Humectants not only pull water out of the environment, in low-humidity they will pull water from the deeper dermal layer of our skin up to the skin’s surface, where it can evaporate. When the water evaporates, the dryness returns. This becomes a problem in dry climates where you need more moisture.
You could apply an occlusive over the top of your moisturizer to prevent evaporation. Occlusives literally form a barrier between your skin and the air to prevent water loss. Mineral oil and petrolatum are examples of occlusives. Usually, though, occlusives are oily, shouldn’t be used on skin prone to acne, and they can rub off easily. Once they rub off they are no longer preventing water evaporation.
Manufacturers will often combine a humectant with an occlusive, along with other ingredients, to help trap more moisture in the skin for a longer period of time.
Moisturizers with glycerin
I have been using a few products that contain glycerin and hyaluronic acid for a few months now that I love.

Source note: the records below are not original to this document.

PR #1631, opened 2026-09-01
fix: mirror base chain rent parameters in the ephemeral validator

GabrielePicco:
## Problem

[SIMD-0194](https://github.com/solana-foundation/solana-improvement-documents/blob/main/proposals/0194-deprecate-rent-exemption-threshold.md) and [SIMD-0437](https://github.com/solana-foundation/solana-improvement-documents/blob/main/proposals/0437-incremental-rent-reduction.md) lower Solana's rent rate in five incremental steps: 6960 → 6333 → 5080 → 2575 → 1322 → 696 lamports per byte. The first step is already live on devnet (Agave v4.3: `lamports_per_byte_year: 6333`, `exemption_threshold: 1.0`).

The ephemeral validator used a hardcoded `Rent::default()` (6960 effective) for both the SVM rent-state checks and the rent sysvar programs read. Any divergence from the base chain's rate is broken, in both directions:

- **ER rate higher than base:** accounts funded at the base chain's (lower) rent-exempt minimum fall below the ER's threshold, so cloning them into the ER fails the rent-state check with `InsufficientFundsForRent`. This is happening on devnet today for any account created at the new minimum.
- **ER rate lower than base:** users can fund or drain accounts inside the ER to balances the base layer refuses on commit. Since commits are paid by the validator under the assumption rent was paid 1:1 in the ER, the validator either eats the difference or the commit fails and the intent is stuck — a cheap drain/griefing vector.

The only safe value is an exact match with the base chain, which changes over time as the reduction steps activate — so it cannot be hardcoded.

## Fix

- **`magic_validator.rs`** — at startup the primary fetches the base chain's rent sysvar (`sync_rent_from_base_chain`) and stores it as the ER's own rent sysvar, overwriting the value held by an existing ledger. Startup fails if the fetch fails. Replicas and disabled-chainlink modes skip the fetch.
- **`magicblock-processor`** — `build_svm_env` now derives `TransactionProcessingEnvironment::rent` from that local rent sysvar (`read_rent_sysvar`), falling back to `Rent::default()` only when the sysvar is absent (tests, chainlink-disabled ledgers). Since `prepare_sysvars` writes the sysvar from the environment rent, the rent-state check and the rate programs fund new accounts at are identical by construction.

Replicas inherit the sysvar via state replication and derive the same environment from it, so replay stays deterministic even if the base chain steps down between primary and replica startup.

## Known limitations

Rent is a startup-frozen input to execution, so a rent-reduction step activating on the base chain interacts with running validators in three bounded ways (all rare — five activations total — and all resolved by a restart):

- A step activating **while the validator runs** requires a restart to be picked up; until then, cloning of accounts created at the new lower minimum fails. A follow-up watchdog comparing the remote rent sysvar against the local one (alert or graceful restart on mismatch) would close this gap.
- The rent sync runs only **after ledger replay** and executors adopt it at the next block registration, so replay always executes under the persisted rate its transactions were recorded with. The residual window is a crash between the sync write and the next persisted state, where the unreplayed ledger tail replays under the new rate.
- During a **rolling restart across an activation**, a primary and replica can briefly hold different rates since each fetches at its own boot.

Offline mode deliberately keeps the last persisted rent so recovered ledgers replay under the rate they were produced with.

### DIFF
--- a/magicblock-api/src/magic_validator.rs
+++ b/magicblock-api/src/magic_validator.rs
@@ -365,18 +365,6 @@ impl MagicValidator {
         }
         let base_fee = config.validator.basefee;
 
-        // Rent must match the base layer exactly: commits there are paid by
-        // the validator under the assumption they were paid 1:1 in the ER.
-        // Replicas fetch as well, since the primary's direct AccountsDb
-        // write of the sysvar is not carried over by replication. Offline
-        // mode keeps the default rent and needs no remote.
-        if config.lifecycle.needs_remote_account_provider() {
-            let step_start = Instant::now();
-            Self::sync_rent_from_base_chain(config.rpc_url(), &accountsdb)
-                .await?;
-            log_timing("startup", "sync_rent_from_base_chain", step_start);
-        }
-
         let svm_env = build_svm_env(&accountsdb, latest_block.blockhash, 0);
         let feature_set = svm_env.feature_set.clone();
         let txn_scheduler_state = TransactionSchedulerState {
@@ -827,13 +815,15 @@ impl MagicValidator {
     /// while a lower rate admits account states the base layer refuses on
     /// commit — settlement the validator pays for assuming 1:1 rent parity.
     ///
-    /// NOTE: rent is a startup-frozen input to execution. A rate reduction
-    /// activating on the base chain while the validator runs requires a
-    /// restart to be picked up, a ledger spanning a rate change replays
-    /// entirely under the rate fetched at boot (snapshot on activation to
-    /// avoid replay divergence), and Offline mode deliberately keeps the
-    /// last persisted value so recovered ledgers replay under the rate
-    /// they were produced with.
+    /// Called only after ledger replay has completed: replay must run under
+    /// the persisted rent its transactions were recorded with, and the new
+    /// value takes effect at the next block boundary (see `refresh_rent` in
+    /// the transaction executor).
+    ///
+    /// NOTE: a rate reduction activating on the base chain while the
+    /// validator runs still requires a restart to be picked up. Offline mode
+    /// deliberately keeps the last persisted value so recovered ledgers
+    /// replay under the rate they were produced with.
     async fn sync_rent_from_base_chain(
         rpc_url: &str,
         accountsdb: &AccountsDb,
@@ -1143,6 +1133,24 @@ impl MagicValidator {
         self.maybe_process_ledger().await?;
 
         log_timing("startup", "maybe_process_ledger", step_start);
+
+        // Rent must match the base layer exactly: commits there are paid by
+        // the validator under the assumption they were paid 1:1 in the ER.
+        // Synced only after ledger replay, which must run under the persisted
+        // rent its transactions were recorded with; executors adopt the new
+        // value at the next block boundary (see `refresh_rent`). Replicas
+        // fetch as well, since the direct AccountsDb write of the sysvar is
+        // not carried over by replication. Offline mode keeps the persisted
+        // rent and needs no remote.
+        if self.config.lifecycle.needs_remote_account_provider() {
+            let step_start = Instant::now();
+            Self::sync_rent_from_base_chain(
+                self.config.rpc_url(),
+                &self.accountsdb,
+            )
+            .await?;
+            log_timing("startup", "sync_rent_from_base_chain", step_start);
+        }
 
         if self.config.accountsdb.defragment_on_startup {
             let step_start = Instant::now();
--- a/magicblock-api/src/magic_validator.rs
+++ b/magicblock-api/src/magic_validator.rs
@@ -367,10 +367,10 @@ impl MagicValidator {
 
         // Rent must match the base layer exactly: commits there are paid by
         // the validator under the assumption they were paid 1:1 in the ER.
-        // Replicas skip the fetch and inherit the sysvar via replication.
-        if !Self::replication_mode_uses_disabled_chainlink(
-            &config.validator.replication_mode,
-        ) {
+        // Replicas fetch as well, since the primary's direct AccountsDb
+        // write of the sysvar is not carried over by replication. Offline
+        // mode keeps the default rent and needs no remote.
+        if config.lifecycle.needs_remote_account_provider() {
             let step_start = Instant::now();
             Self::sync_rent_from_base_chain(config.rpc_url(), &accountsdb)
                 .await?;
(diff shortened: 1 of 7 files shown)


bmuddha (approved):
LGTM

bzawisto (approved):

magicblock-api/src/magic_validator.rs
```diff
@@ -362,6 +365,18 @@ impl MagicValidator {
         }
         let base_fee = config.validator.basefee;
 
+        // Rent must match the base layer exactly: commits there are paid by
+        // the validator under the assumption they were paid 1:1 in the ER.
+        // Replicas skip the fetch and inherit the sysvar via replication.
+        if !Self::replication_mode_uses_disabled_chainlink(
+            &config.validator.replication_mode,
+        ) {
```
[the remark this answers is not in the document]
GabrielePicco: Fixed in b85d152: the sync is now gated on `lifecycle.needs_remote_account_provider()` so replicas fetch from the base chain too, before `build_svm_env` freezes the rate.

magicblock-api/src/magic_validator.rs
```diff
@@ -362,6 +365,18 @@ impl MagicValidator {
...
+            let step_start = Instant::now();
+            Self::sync_rent_from_base_chain(config.rpc_url(), &accountsdb)
+                .await?;
```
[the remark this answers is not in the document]
GabrielePicco: Fixed in b85d152: the gate is now `lifecycle.needs_remote_account_provider()`, so Offline mode skips the fetch and keeps the local rent.

magicblock-api/src/magic_validator.rs
```diff
@@ -803,6 +818,40 @@ impl MagicValidator {
...
+        )
+        .get_account(&sysvar::rent::ID)
+        .await
+        .map_err(|e| err(&e))?;
+        let rent: Rent =
+            bincode::deserialize(&account.data).map_err(|e| err(&e))?;
+        info!(?rent, "Synced rent parameters from base chain");
+        let account = AccountSharedData::new_data(1, &rent, &sysvar::ID)
+            .map_err(|e| err(&e))?;
+        let _ = accountsdb.insert_account(&sysvar::rent::ID, &account);
```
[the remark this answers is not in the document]
GabrielePicco: Fixed in b85d152: the insertion error now propagates as `FailedToSyncBaseChainRent`.

magicblock-api/src/magic_validator.rs
```diff
@@ -362,6 +365,18 @@ impl MagicValidator {
...
 
+        // Rent must match the base layer exactly: commits there are paid by
+        // the validator under the assumption they were paid 1:1 in the ER.
+        // Replicas fetch as well, since the primary's direct AccountsDb
+        // write of the sysvar is not carried over by replication. Offline
+        // mode keeps the default rent and needs no remote.
+        if config.lifecycle.needs_remote_account_provider() {
+            let step_start = Instant::now();
+            Self::sync_rent_from_base_chain(config.rpc_url(), &accountsdb)
+                .await?;
```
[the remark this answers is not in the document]
GabrielePicco: Fixed in 6889e39: the sync now runs in `start()` after `maybe_process_ledger`, so replay executes under the persisted rent; executors adopt the new value at the next block registration (`refresh_rent`).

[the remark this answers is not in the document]
GabrielePicco: Accepted trade-off for now: account state changes (including clones) already reach replicas through the replicated transaction stream, and carrying the rent activation boundary itself through replication/snapshots is deliberately out of scope for this fix. Documented in the known limitations.

magicblock-processor/src/lib.rs
```diff
@@ -111,6 +119,19 @@ pub fn build_svm_env(
     }
 }
 
+/// Reads the rent parameters from the local rent sysvar account, falling
+/// back to the classic defaults when it's absent (fresh ledgers with
+/// chainlink disabled, tests).
+fn read_rent_sysvar(accountsdb: &AccountsDb) -> Rent {
+    let Some(account) = accountsdb.get_account(&sysvar::rent::ID) else {
+        return Rent::default();
```
snawaz, line 127: We should `error!` in the `else {}` block?

Or maybe the return should be `Option<Rent>` so that the caller will decide whether to fail or use the default. In any case, `error!` would be helpful.

magicblock-processor/src/lib.rs
```diff
@@ -111,6 +119,19 @@ pub fn build_svm_env(
...
+    };
+    bincode::deserialize(account.data()).unwrap_or_else(|err| {
+        error!(?err, "Failed to deserialize rent sysvar, using defaults");
+        Rent::default()
```
snawaz, line 131: It is a fatal-error, isn't it? Why would a rent-account fail to deserialize?

magicblock-processor/src/executor/mod.rs
```diff
@@ -236,6 +239,33 @@ impl TransactionExecutor {
...
+    /// captured at executor spawn can be stale; picking the sysvar up here
+    /// switches every executor within one block of the sync, keeping the
+    /// rent-state checks and the sysvar programs read consistent.
+    fn refresh_rent(&mut self) {
+        let Some(account) = self.accountsdb.get_account(&sysvar::rent::ID)
+        else {
+            return;
+        };
+        let Ok(rent) = bincode::deserialize::<Rent>(account.data()) else {
+            return;
```
snawaz, line 257: The `else{}` probably hides a serious problem?

magicblock-api/src/magic_validator.rs
```diff
@@ -1088,6 +1134,24 @@ impl MagicValidator {
...
+        // fetch as well, since the direct AccountsDb write of the sysvar is
+        // not carried over by replication. Offline mode keeps the persisted
+        // rent and needs no remote.
+        if self.config.lifecycle.needs_remote_account_provider() {
+            let step_start = Instant::now();
+            Self::sync_rent_from_base_chain(
+                self.config.rpc_url(),
+                &self.accountsdb,
+            )
+            .await?;
```
snawaz, line 1151: The error from `sync_rent_from_base_chain` should be carefully handled. Maybe it's not meaningful to continue in case of error.

snawaz (commented):
Posted couple of comments and questions.

magicblock-api/src/magic_validator.rs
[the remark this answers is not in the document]
GabrielePicco: tradeoff accepted, will follow up on this

magicblock-processor/src/lib.rs
GabrielePicco: Possible, decided to maintain it soft as of now, as it was previously harcoded

magicblock-processor/src/lib.rs
GabrielePicco: Same rationale as this: https://github.com/magicblock-labs/magicblock-validator/pull/1631#discussion_r3904631591, but agree, it shouldn't fail unless there are RPC issues

magicblock-api/src/magic_validator.rs
GabrielePicco: In general I agree, but used same rationale as commented here: https://github.com/magicblock-labs/magicblock-validator/pull/1631#discussion_r3904631591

Rodan and Fields created a 3-Dimensional polymer network that entraps glycerin and hyaluronic acid. This network, called 3D3P, creates greater water- and humectant-binding capabilities. This means more moisture can be deposited in the skin and that moisture will stick around longer. Not only that, but these products can be used on any skin type from oily to dry.
I use the Active Hydration Bright Eye Complex in the morning, the Active Hydration Body Replenish all the time but especially at night, and the Active Hydration Serum in the evening especially after I have used my microneedler.
Glycerin is a great moisturizer and it is something that I am happy to see in the ingredients list of some of my favorite skin care products.